Scope and limitations

This study was intentionally framed as a case study:

only one-bedroom apartments were included
the focus was on validating the methodology, not completeness

However, the system is not tied to this typology.

How it can be extended

The same approach can be adapted to:

larger residential units
multi-unit floor layouts
different housing standards
entirely different architectural typologies

By redefining the rules, the generator can be repurposed without changing its core logic.

Closing note

This project treats synthetic data not as a shortcut, but as a design problem.

By encoding architectural knowledge, regulations, and cultural logic directly into the data generation process, it proposes a more controllable, scalable, and adaptable foundation for AI-driven architectural systems.

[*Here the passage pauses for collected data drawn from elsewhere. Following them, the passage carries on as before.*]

PR #3069, opened 2026-08-09
fix(watcher): make WATCHER_REMINDERS_ENABLED gate every consumer (VTID-03551)

exafyltd:
## 🎯 VTID Reference

**VTID:** `VTID-03551` · **Layer:** AGTL · **Priority:** P1

Found while checking whether the Watcher work had reached production. It had — and prod was reporting the feature **off while injecting**.

---

## 📋 Summary

`GET /api/v1/watcher/remind` reported `enabled_resolved` and then served the reminders regardless. So the flag gated two of its three consumers:

| Consumer | How it reaches the Watcher | Honoured the flag? |
|---|---|---|
| `dev-autopilot-planning` | in-process `buildReminders()` | ✅ genuinely off |
| `dev-autopilot-execute` | in-process `buildReminders()` | ✅ genuinely off |
| **`worker-runner`** | **separate service → this HTTP route** | ❌ **injecting** |

Measured on production with the var unset:

```
enabled_resolved: false
reminders:        6   (3 rules + 3 learned)
```

**A partially-effective kill switch is worse than none**, because it makes you trust a state that is not real — and the state it misreported was *"is this feature touching production prompts right now"*.

### How it survived review

The route's own docstring said:

> In-process callers (the planner, the executor, **the worker-runner bridge**) use `buildReminders()` directly and never traverse this route.

That is false — `worker-runner` is out-of-process and this route is its *only* path. Believing a comment over the call graph is the same failure mode as VTID-03531's unwired distiller: every component individually correct, the seam wrong.

---

## ✅ Changes

The gate keys on **`record_shown`**, which already encoded the caller's intent — no new parameter needed:

| Request | Meaning | Behaviour |
|---|---|---|
| `record_shown=true` | "I am injecting this into a prompt" | Honours the flag; empty bundle when off |
| omitted | "Show me what the Watcher knows" | Always served |

Keeping inspection open is deliberate: an operator needs to see what *would* be injected in order to decide whether to turn the flag on at all. Closing it would make the flag un-flippable-with-confidence.

Three details that are load-bearing:

1. **Suppression happens before `buildReminders()`.** The tests assert `watcher_rules` / `watcher_lessons` are *never queried* — not merely that the array came back empty — so a later refactor that builds-then-filters fails.
2. **Returns 200, not an error status.** `worker-runner` maps any non-2xx to `null`; an error would make a deliberate "off" indistinguishable from a Watcher outage in its logs.
3. **New `injection_suppressed` field.** Otherwise "off, so you got nothing" and "on, and there was genuinely nothing to say" both read as an empty array, and the flag's effect is invisible in the very response it acted on.

---

## 🧪 Testing

- [x] Manual testing completed — the defect was measured on live prod before the fix
- [x] Automated tests added/updated — **4 new**

There were **no route-level tests for `/remind`** before this — only for the pure `buildReminders()`. That is precisely why a route-layer gap went unnoticed while the function it wraps was well covered.

| New test | Guards |
|---|---|
| serves nothing to an injecting caller when off | the shipped bug |
| …and never queries rules/lessons | build-then-filter refactors |
| still serves an inspecting caller when off | the operator preview |
| returns 200, not an error, when suppressed | "off" vs "outage" in worker-runner logs |

Suite **628/628 suites, 12,228 tests passing**; `tsc --noEmit` clean.

---

### GitHub Actions
- [x] No workflow files touched · [x] N/A · [x] N/A

### File Names
- [x] No new files; all touched files already kebab-case

### Code Standards
- [x] VTID in the commit message and the code comment
- [x] N/A

### Cloud Run Deployments
- [x] No deployment change · [x] N/A

### Documentation
- [x] `CLAUDE.md` changelog row + `.env.example` now documents what "off" actually means

---

## 🚨 Breaking Changes

**Behavioural, and intended:** `worker-runner` stops receiving injected reminders in production, because production has the flag off. That is the point — it restores the state prod already believed it was in.

To turn reminders on in prod, set `WATCHER_REMINDERS_ENABLED=true` on the AWS task def. Staging is already `true` via `STAGE-DEPLOY.yml`.

---

## 📸 Screenshots

N/A — no UI change.

---

## 📌 Additional Notes

Third instance of one shape in this subsystem, and worth naming:

| VTID | Defect |
|---|---|
| 03531 | memory nothing wrote to |
| 03534 | memory nothing could read |
| **03551** | **a switch that didn't switch everything off** |

All three passed the full suite throughout. Each component was correct in isolation; the failure was always at a boundary — an uncalled function, a mismatched key, an unchecked flag in the one consumer that lives in another process. Unit tests are structurally blind to all three.

---
_Generated by [Claude Code](https://claude.ai/code/session_01VgXGuAfVfkStTnzoBhnErh)_


exafyltd:
**On the red `validate-pr` check — pre-existing and not caused by this PR.** 17/20 green; the other two are `validate-pr` (×2) and a superseded `scan` (the re-run passed).

`VALIDATOR-CHECK.yml` fails on **every branch in this repo**, including `main`:

```
claude/watcher-agent-plan-pa5y6v    failure
claude/nova-sonic-voice-provider    failure
claude/vtid-03544-gateway-portal    failure
claude/vitana-commerce-mesh-arch    failure
claude/vitana-orb-display-delay-…   failure
```

Failure here is `REJECTED: VALIDATION_PROFILE missing in PR body` (exit 11). I looked at whether I could just satisfy it, and it is **structurally unsatisfiable for a normal PR**: past the body markers it enforces a Path Ownership Guard restricting every changed file to a single tree — `gateway_backend` permits only `services/gateway/{src,dist,openapi}/` and `docs/validation/`. This PR also touches `services/gateway/test/`, `.env.example` and `CLAUDE.md`, so it would be rejected at step 2 even with all five markers added. Any PR that ships a test or updates a doc hits the same wall, which is why it is red everywhere.

It is not a required check — `mergeable_state` is `unstable`, not `blocked`.

Deliberately **not** fixing it here: it is shared governance CI, it predates this work, and repairing it means deciding what the profiles ought to permit — a governance question, not a Watcher one. Flagging it as its own item rather than smuggling a fix into an unrelated PR.

---

PR #1311, opened 2021-03-25
Partial OTEL port to improve TagsList

zacharycmontoya:
I looked to port https://github.com/open-telemetry/opentelemetry-dotnet-instrumentation/pull/71

However, I don't think we necessarily need to take the changes from there, which can be summed up as adding a Metrics and Tags property on the ITags interface, to allow their Zipkin exporter to write the tags/metrics.

In the end, I just ported one unit test from the PR and modified it to work with our structure.

@DataDog/apm-dotnet

### DIFF
--- a/test/Datadog.Trace.Tests/Tagging/TagsListTests.cs
+++ b/test/Datadog.Trace.Tests/Tagging/TagsListTests.cs
@@ -14,29 +14,36 @@ namespace Datadog.Trace.Tests.Tagging
     public class TagsListTests
     {
         [Fact]
-        public void SetTag_WillNotCauseDuplicates()
+        public void GetTag_GetMetric_ReturnUpdatedValues()
         {
-            // Initialize common tags
-            var tags = new DerivedCommonTags()
+            var tags = new CommonTags();
+            var span = new Span(new SpanContext(42, 41), DateTimeOffset.UtcNow, tags);
+
+            tags.Environment = "Test";
+            tags.SamplingLimitDecision = 0.5;
+
+            // Override the properties
+            span.SetTag(Tags.Env, "Overridden Environment");
+            span.SetMetric(Metrics.SamplingLimitDecision, 0.75);
+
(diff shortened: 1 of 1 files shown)


andrewlock (approved):

test/Datadog.Trace.Tests/Tagging/TagsListTests.cs
```diff
@@ -5,13 +5,40 @@
...
+
+            // Initialize custom tags
+            tags.SetTag("sample.1", "Temp 1");
+            tags.SetTag("sample.2", "Temp 2");
+
+            // Try set existing tag
+            tags.SetTag(Tags.Version, "v2.0");
+            tags.SetTag("sample.2", "Temp 3");
+
+            var all = tags.GetAllTags();
```
kevingosse, line 34: Rather than adding this method, wouldn't it be better to:
 - call `GetTag` and make sure the new value of the tag is returned
 - call `SerializeTo` and check that the tag is serialized only once

In the end, we don't _really_ care if the value is stored internally once or n times (though it's still nice to confirm it), what matters the most is the value returned by the public APIs

zacharycmontoya: Yes very good point, I'll modify the test to do that

zacharycmontoya: Updated in be93545517654d92f5ccb123509b17996a9b578f . I made a slight pivot and focused this new unit test on GetTag and GetMetric. I'm leaving the serialization test to the Serialize unit test. What do you think @kevingosse ?

kevingosse (approved):

test/Datadog.Trace.Tests/Tagging/TagsListTests.cs
kevingosse: LGTM 👍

Project Repository & Live Interface

The Synthetic Layout Generator is available as an open-source project, along with an interactive web interface.

GitHub Repository (source code):
https://github.com/sadikaksu/synthetic-layout-ui
Live Web UI (interactive demo):
https://sadikaksu.github.io/synthetic-layout-ui/

The repository includes the rule-based generation logic, layout configuration structure, and deployment setup. The live interface allows real-time exploration of generated one-bedroom flat layouts directly in the browser.